At this time, the 30-day rule — or wash sale rule — does not apply to cryptocurrency. Are crypto sales subject to the wash sales rule? At this time, crypto sales are not subject to the wash sale rule. However, crypto wash sales may be disallowed if they are found to not have 'economic substance'.

How long do you have to hold crypto before selling? ›

The IRS considers cryptocurrency to be a capital asset just like stocks. If you have a net gain when you sell, the gain is included in your income and if you held it for a year or less it can be taxed at your marginal tax rate.

How much is Capital Gains Tax in UK crypto? ›

Selling crypto for GBP

Selling crypto for fiat currency like GBP is a disposal and subject to Capital Gains Tax. You'll pay either 10% or 20% on the profits from your sale, depending on how much you earn in regular income. Archie buys 1 ETH in July 2021.

Do I have to pay Capital Gains Tax immediately? ›

This tax is applied to the profit, or capital gain, made from selling assets like stocks, bonds, property and precious metals. It is generally paid when your taxes are filed for the given tax year, not immediately upon selling an asset.

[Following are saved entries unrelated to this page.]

PR #602, opened 2016-11-16
Pre-render left nav so it's immediately visible

johndmulhausen:
Currently the left nav takes a second to show up and JavaScript threadblocks for a moment while the left-nav is rendered. This PR makes it so every page gets the left-nav as part of its output. 

Effects:

- Pro: The left-nav is immediately visible when the page loads, though the JavaScript that opens the left-nav to your current URL still takes a second to fire.
- Con: Build time doubles from 45 seconds to 90 seconds.


johndmulhausen:
Deploy preview ready!

Built with commit d549e4c504099f9b858014fbc61cbb382a2b1389

https://deploy-preview-602--docker-docs.netlify.com

johndmulhausen:
Clicked through the entire TOC and this looks good -- I'm waiving it in despite the build time hit because we need to be able to have rendered HTML to support `<noscript>` for Section 508 compliance and it's objectively better to have objects appearing on the screen faster.

PR #610, opened 2016-11-16
Add DNS SubjectAltName to certificate recipe

### LINKED ISSUE #607: engine/security/https.md leads to generate invalid SSL Certs.
[engine/security/https.md](https://docs.docker.com/engine/security/https/)

Certificates generated by the script in this page generates certificates using the deprecated CommonName and will not be valid.

When using docker-py with latest requests version (2.12.1), the generated certificates [will not be trusted by urllib3 1.19.1][2]. This page should lead to generate certificate with a DNSname Entry in the SubjectAltName along with the IP address to respect the RFC Deprecation.

The [RFC6125][1] supports that client should not check the common name when SubjectAltName IP is provided.

    As noted, a client MUST NOT seek a match for a reference identifier
    of CN-ID if the presented identifiers include a DNS-ID, SRV-ID,
    URI-ID, or any application-specific identifier types supported by the
    client.

[1]: https://tools.ietf.org/html/rfc6125#section-6.4.4
[2]: https://github.com/shazow/urllib3/issues/1043

fbouliane:

If a SubjectAltName is present, the certificates CommonName should be
discarded by the clients. This ensure that people following the guide
generates valid certificates.

### Related issue

Fixes #607

### DIFF
--- a/engine/security/https.md
+++ b/engine/security/https.md
@@ -78,7 +78,7 @@ Since TLS connections can be made via IP address as well as DNS name, they need
 to be specified when creating the certificate. For example, to allow connections
 using `10.10.10.20` and `127.0.0.1`:
 
-    $ echo subjectAltName = IP:10.10.10.20,IP:127.0.0.1 > extfile.cnf
+    $ echo subjectAltName = DNS:$HOST,IP:10.10.10.20,IP:127.0.0.1 > extfile.cnf
 
     $ openssl x509 -req -days 365 -sha256 -in server.csr -CA ca.pem -CAkey ca-key.pem \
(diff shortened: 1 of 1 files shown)


johndmulhausen:
Deploy preview ready!

Built with commit 71368b49c396e264a6866bb7a037746d8d9ca899

https://deploy-preview-610--docker-docs.netlify.com

cyli:
LGTM!  Thank you for this fix!

We could expand the extensions to include basic constraints and extended key usage, but this is more of a comment on additional options it may be good to include in all the certs (root, server, and client) and does not directly address #607, so this should probably be discussed in a separate issue.

mstanleyjones:
Thanks @fbouliane !

PR #611, opened 2016-11-17
modify docs feedback to route support questions properly and encourag…

londoncalling:
### Proposed changes

Strawman update to docs feedback footer. Goal is to re-route issues and questions that are better sent to Support, Forums, and Knowledge Hub and keep this feedback link for docs issues.

### Please take a look

@johndmulhausen @sanscontext @mstanleyjones @joaofnfernandes 

### DIFF
--- a/_layouts/docs.html
+++ b/_layouts/docs.html
@@ -200,9 +200,9 @@ ng\:form {
 							{% if page.noratings != true %}
 							<div style="text-align: center; margin-top: 50px">
 								<img src="/images/chat.png" alt="chat icon" style="margin-right: 10px">
-								<b>Feedback?</b> Questions? Suggestions?<br/>
-							  <a href="https://github.com/docker/docker.github.io/edit/master/{{ page.path }}" class="nomunge">Edit this page</a>,
-								<a href="https://github.com/docker/docker.github.io/issues/new?title=Feedback for: {{ page.path }}&assignee={% if page.assignee %}{{ page.assignee }}{% else %}{{ page.defaultassignee }}{% endif %}&body=File: [{{ page.path }}](https://docs.docker.com{{ page.url }})" class="nomunge">file a ticket</a>, or rate this page:
+								<b>Feedback?</b> Suggestions? Can't find something in the docs?<br/>
+							  <a href="https://github.com/docker/docker.github.io/edit/master/{{ page.path }}" class="nomunge">Edit this page</a> <span style="color:#D8E0E0">&#9679;</span>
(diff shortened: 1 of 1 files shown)


johndmulhausen:
Deploy preview ready!

Built with commit 9d354d74fcedf12d447134e9abf6014ab3f8ff82

https://deploy-preview-611--docker-docs.netlify.com

sanscontext:
WDYT about "`Edit this page`, or `request doc changes`, or `contact Support`?"
I would also suggest linking directly to support.docker.com instead of the www site page.

londoncalling:
@sanscontext @mstanleyjones @johndmulhausen please take a look. 

@sanscontext I didn't want to link directly to https://support.docker.com/ for a couple of reasons - a) only commercial customers with paid subscriptions can log in to that site, so for everyone else it will be a little bit of a dead-end and might increase frustration, b) linking to the the higher level page, https://www.docker.com/docker-support-services,  gives users an idea of other ways to get help or log issues (forums, knowledge base)

Also, Misty and I discussed that there are other ways for users to log bugs and get help, depending on the products they are using. For example, if you have Docker for Mac, you can log issues at https://github.com/docker/for-mac/issues, and if  you have Docker for Windows, you can log issues at https://github.com/docker/for-win/issues. Assuming there might be more of these product-specific channels for logging tickets, I'd like to chat with the website team about adding one or more links to https://www.docker.com/docker-support-services so that if we send users there from our docs, they'll get the full palette of choices (commercial Docker support, community forums, knowledge hub, and product-specific github issues boards).

Looping in @FSHA, @hansfrederickbrown  to follow up on this.

johndmulhausen:
+1 to linking to the www support page for the reasons @londoncalling points out. Let's also not forget that there is a FAQ there that clarifies feedback channels even further for certain support levels.

Other than the fact that "Support" should be lowercase, this LGTM

sanscontext:
Hm, my understanding was that even non-paying users can at least file support tickets via that portal. Maybe that was the old system only? @bryceryan-docker can you confirm?

londoncalling:
@sanscontext From the sound of the description, of "Support" on that page, I think they need to have a paid subscription. But even if they can log support requests, you do still have to log in, and I wouldn't want to send them to something that isn't a little more open than that at first landing. Also, it's useful to see the other options.  Merging this for now, and I'm going to follow up with @FSHA on that Support web page. Also, will see what you hear from @bryceryan-docker as a follow up.

sanscontext:
FWIW, they also have to log in to Github to use either of the other links.

PR #606, opened 2016-11-16
Automatically generate Engine API documentation

bfirsh:
I have replaced the Engine API docs with a version that is automatically generated from a Swagger definition, using [ReDoc](https://github.com/Rebilly/ReDoc). It looks a bit like this:

screenshot 2016-11-16 18 11 40

I have also reorganised the menu for the Engine API to make it simpler and clearer:

screenshot 2016-11-16 21 29 18

Before, it was under "reference", even though some of it wasn't reference material, and it also seemed quite hidden that deep in the menu tree.

I've done a few other things, too:

- Tidied up some URLs (removed superfluous words, `s/_/-/`, etc)
- Moved the accounts API documentation the Docker Hub section. It makes more sense here than the Engine reference, I think – the Hub _serves_ the API, the Engine _consumes_ it.
- Rename Remote API to Engine API. See https://github.com/docker/docker/issues/28319 for details.

### Known issues

- ReDoc is a client-side app that takes a bit of time to load. [The author is working on a fix](https://github.com/Rebilly/ReDoc/issues/62) and I think the downside of this outweighs the benefit of _much_ better documentation.

### Related issues

- This vendors swagger.yaml from this Engine change: https://github.com/docker/docker/pull/28506. It would probably be worth waiting until that is merged so we can be sure we're vendoring the correct thing.
- This is a subset of #210. Just the API docs, and none of the additional SDK docs. As discussed with @johndmulhausen, this seemed like a much less controversial subset that we could get in to start with.
- Background on Swagger definition: https://github.com/docker/docker/issues/27919
- Closes https://github.com/docker/docker/issues/22931

/cc @dnephin @johndmulhausen

PR #634, opened 2016-11-18
Meta Docker ID topic

sanscontext:
This is an adaptation of the current Hub doc on signing up and logging in. We don't (yet) have a central page for login, so I'm using the Cloud page. Also provides links to the Accounts API page where it currently lives (@bfirsh I know you're moving it).

I'm not sure if there's a better way to make the Docker ID a section ( @johndmulhausen ?) , or if we really want it up at the top. 

PTAL @docker/docs-maintainers 


docker-id/index.md
```diff
@@ -0,0 +1,45 @@
+---
+description:  Docker ID
+keywords:
+- accounts, docker ID, billing, paid plans, support, Cloud, Hub, Store, Forums, knowledge base, beta access
+title: Docker ID Accounts
+---
+
+Your free Docker ID grants you access to Docker services such as the Docker
+Store, Docker Cloud, Docker Hub repositories, and some beta programs. Your Docker ID becomes repository namespace used by hosted services such as Docker Hub and Docker Cloud. All you need is an email address.
```
mstanleyjones: nit: long lines

docker-id/index.md
```diff
@@ -0,0 +1,45 @@
...
+
+Your Docker ID becomes your user namespace for hosted Docker services, and becomes your username on the Docker Forums. A Docker ID also
+
+1. Go to the [Docker Cloud sign up page](https://cloud.docker.com).
+
+2. Enter a username, a valid email address, and a password.
+
+3. Click **Sign Up**.
+
+  Docker sends a verification email to the address you provided.
```
mstanleyjones: nit: misalignment may cause the list to go funny.

docker-id/index.md
```diff
@@ -0,0 +1,45 @@
...
+
+## Register for a Docker ID
+
+Your Docker ID becomes your user namespace for hosted Docker services, and becomes your username on the Docker Forums. A Docker ID also
+
+1. Go to the [Docker Cloud sign up page](https://cloud.docker.com).
+
+2. Enter a username, a valid email address, and a password.
+
+3. Click **Sign Up**.
```
mstanleyjones: why not collapse steps 2 and 3?

docker-id/index.md
```diff
@@ -0,0 +1,45 @@
...
+
+  Docker sends a verification email to the address you provided.
+
+  > **Note**: You must click this link to activate your account. You cannot log in with your Docker ID until you verify your email address.
```
mstanleyjones: Seems funny to say you must click the link before telling them to click the link in the next step?

docker-id/index.md
```diff
@@ -0,0 +1,45 @@
...
+
+4. Click the link in the email to verify your email address.
+
+## Login
+
+Once you register for a Docker ID and verify your email address, you can log in
```
mstanleyjones: consider s/you can log in/log in

johndmulhausen:
Deploy preview ready!

Built with commit aec1c4848f31148c031979ee0f9f419767fb8c09

https://deploy-preview-634--docker-docs.netlify.com

docker-id/index.md
```diff
@@ -0,0 +1,45 @@
...
+to Docker services using either the web console with your Docker ID:
+
+![Login using the web interface](images/login-cloud.png)
+
+Or by using the the `docker login` command. (You can read more about `docker login` [here](../engine/reference/commandline/login/) )
```
mstanleyjones: Incomplete sentence. Maybe something like "To log in using the the Docker CLI,..."

docker-id/index.md
```diff
@@ -0,0 +1,45 @@
...
+
+> **Note:** When you use the `docker login` command, your authentication
+> credentials are stored in the `.dockercfg` file in your home directory.
```
mstanleyjones: Are they stored as plain text?

docker-id/index.md
sanscontext: Copypasta. Fixed.

docker-id/index.md
sanscontext: You can, because there's plenty of stuff you can access without having logged in.

docker-id/index.md
sanscontext: Artifact of previous writing. Fixed.

johndmulhausen:
Couple of things:

1. Keywords should be a string: 

```
keywords: foo, bar, etc
```

The Rosebud people will send bot-generated PRs later if you don't fix it here. 

2. I know this supersedes login information in a few places; can you delete the information in those places and add `redirect_from:` metadata to this new topic so we don't have cruft? 

3. Can you make the title less about a thing with a name ("Docker IDs") and more about what its use case is? If not - wouldn't the better term be "Docker accounts" rather than "Docker ID accounts"?

docker-id/index.md
sanscontext: Hashed

sanscontext:
@johndmulhausen for 2: At this point the Docker ID information is intermingled with information about what you get with your Docker ID for each account. That'll be a longer term project. It's easy to remove it for Hub, but less so for Cloud.

3) `Docker ID` is the brand/product name that we want to surface. I added "Accounts" because without it, we have a section called "Docker ID" and the subtopic is also "Docker ID".

docker-id/index.md
```diff
@@ -0,0 +1,50 @@
...
+
+You can also log in using the the `docker login` command. (You can read more about `docker login` [here](../engine/reference/commandline/login/).)
+
+> **Note:** When you use the `docker login` command, your credentials are stored
+in your home directory in `.docker/config.json`. The password is hashed in this
+file.
+
+## The Accounts API
+
+Once you create and verify your Docker ID, you can also update it using the [Docker Accounts API](../engine/reference/api/docker_io_accounts_api/).
```
johndmulhausen: Change to `/docker-hub/accounts-api/` per PR #606 from @bfirsh -- it's likely that we're merging that before this.

johndmulhausen:
Thanks, Laura -- do have a look at these places for where to remove dupe information:

https://docs.docker.com/docker-cloud/dockerid/
https://docs.docker.com/docker-hub/accounts/
https://docs.docker.com/engine/getstarted/step_five/

thaJeztah:
@johndmulhausen regarding "keywords" (and to an extend "description"); Do we actually still need those? AFAIK, Google doesn't use them, and ranking / relevancy is based on Title and actual content of the page.

If I'm right here, I'd really prefer to get rid of them, as it's easy for them to get outdated, so would save a lot of maintenance.

e.g.;
- https://www.searchenginejournal.com/important-tags-2016-seo/156440/
- http://www.hobo-web.co.uk/definitive-guide-to-using-important-meta-tags/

How much is Capital Gains Tax in the UK in 2024? ›

Capital Gains Tax rates in the UK for 2024/25

10% (18% for residential property) for your entire capital gain if your overall annual income is below £50,270. 20% (24% for residential property) for your entire capital gain if your overall annual income is above the £50,270 threshold.

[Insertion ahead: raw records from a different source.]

PR #641, opened 2016-11-18
Update deprecation notes about v1 registry

dmcgowan:
Adds section about the hub deprecating the v1 protocol. Adds note about intent to disable by default and remove support.

Change the wording `Though disabled by default,` to `Though enabled by default,` since the current default is disabled equal to false, or enabled. I found this confusing, but there might still be a better way to word it to make it clearer.

I choose 1.14 as disabled by default since we are already in freeze for 1.13 and making such a change seems unnecessary. We did add the flag in 1.9 but did not mention when the default will change, however I don't believe that means we need to wait 3 more releases to change the default if we are already waiting 3 to remove.

ping @thaJeztah @nwt @dmp42

### DIFF
--- a/engine/deprecated.md
+++ b/engine/deprecated.md
@@ -184,7 +184,13 @@ $ docker -help
 
 ### Interacting with V1 registries
 
-Version 1.9 adds a flag (`--disable-legacy-registry=false`) which prevents the docker daemon from `pull`, `push`, and `login` operations against v1 registries.  Though disabled by default, this signals the intent to deprecate the v1 protocol.
+**Disabled By Default In Release: v1.14**
+
+**Target For Removal In Release: v1.17**
+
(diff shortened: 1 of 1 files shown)


johndmulhausen:
Deploy preview failed.

Built with commit 2a58dc730b7beba4b2ba47a1d2d6c84b705439ef

https://app.netlify.com/sites/docker-docs/deploys/582f4822c4d9cc31880b4492

dmcgowan:
> `You don't have access to this build log.`

Might be helpful to have access to that :smile:

johndmulhausen:
@dmcgowan You appear to be using an old fork. If you just rebase (grab the latest from master on this repo) the deploy preview will work.

johndmulhausen:
Note: We'd love to give the community build log access, but Netlify is still working on that.

dmcgowan:
Closing, looks like it moved back to docker/docker

PR #653, opened 2016-11-19
Add `docker ps -a`

rogererens:
### Please take a look

When one wants to remove an image no longer needed (as in the subsequent example w.r.t. nginx), but still used by a stopped container, one would not find that container using only `docker ps`. Introduction of `docker ps -a` seems warranted to me here.


johndmulhausen:
Deploy preview ready!

Built with commit fd6e83829d37d8b7de93027bd06d1af5e9af124a

https://deploy-preview-653--docker-docs.netlify.com

johndmulhausen:
Thanks, @rogererens :)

Do I need to file crypto taxes if I didn't sell? ›

You can send any of your crypto between your personal wallets without paying any taxes; Even if you don't sell any of your crypto, you'd still need to answer the crypto question on Form 1040, including reporting your crypto income in your income tax return.

What is the 30 day rule in crypto? ›

The same-day rule in share pooling determines the cost basis based on the cost of crypto acquired on the same day, helping prevent 'bed-and-breakfasting' tax avoidance. The 30-day rule states that if a crypto asset is sold and repurchased within 30 days, the cost basis is the purchase cost of the newly acquired asset.

Do you have to pay taxes on crypto if you reinvest? ›

If you disposed of your cryptocurrency and reinvested your proceeds, you are still required to pay capital gains tax. Yes. Trading one cryptocurrency for another is subject to capital gains tax.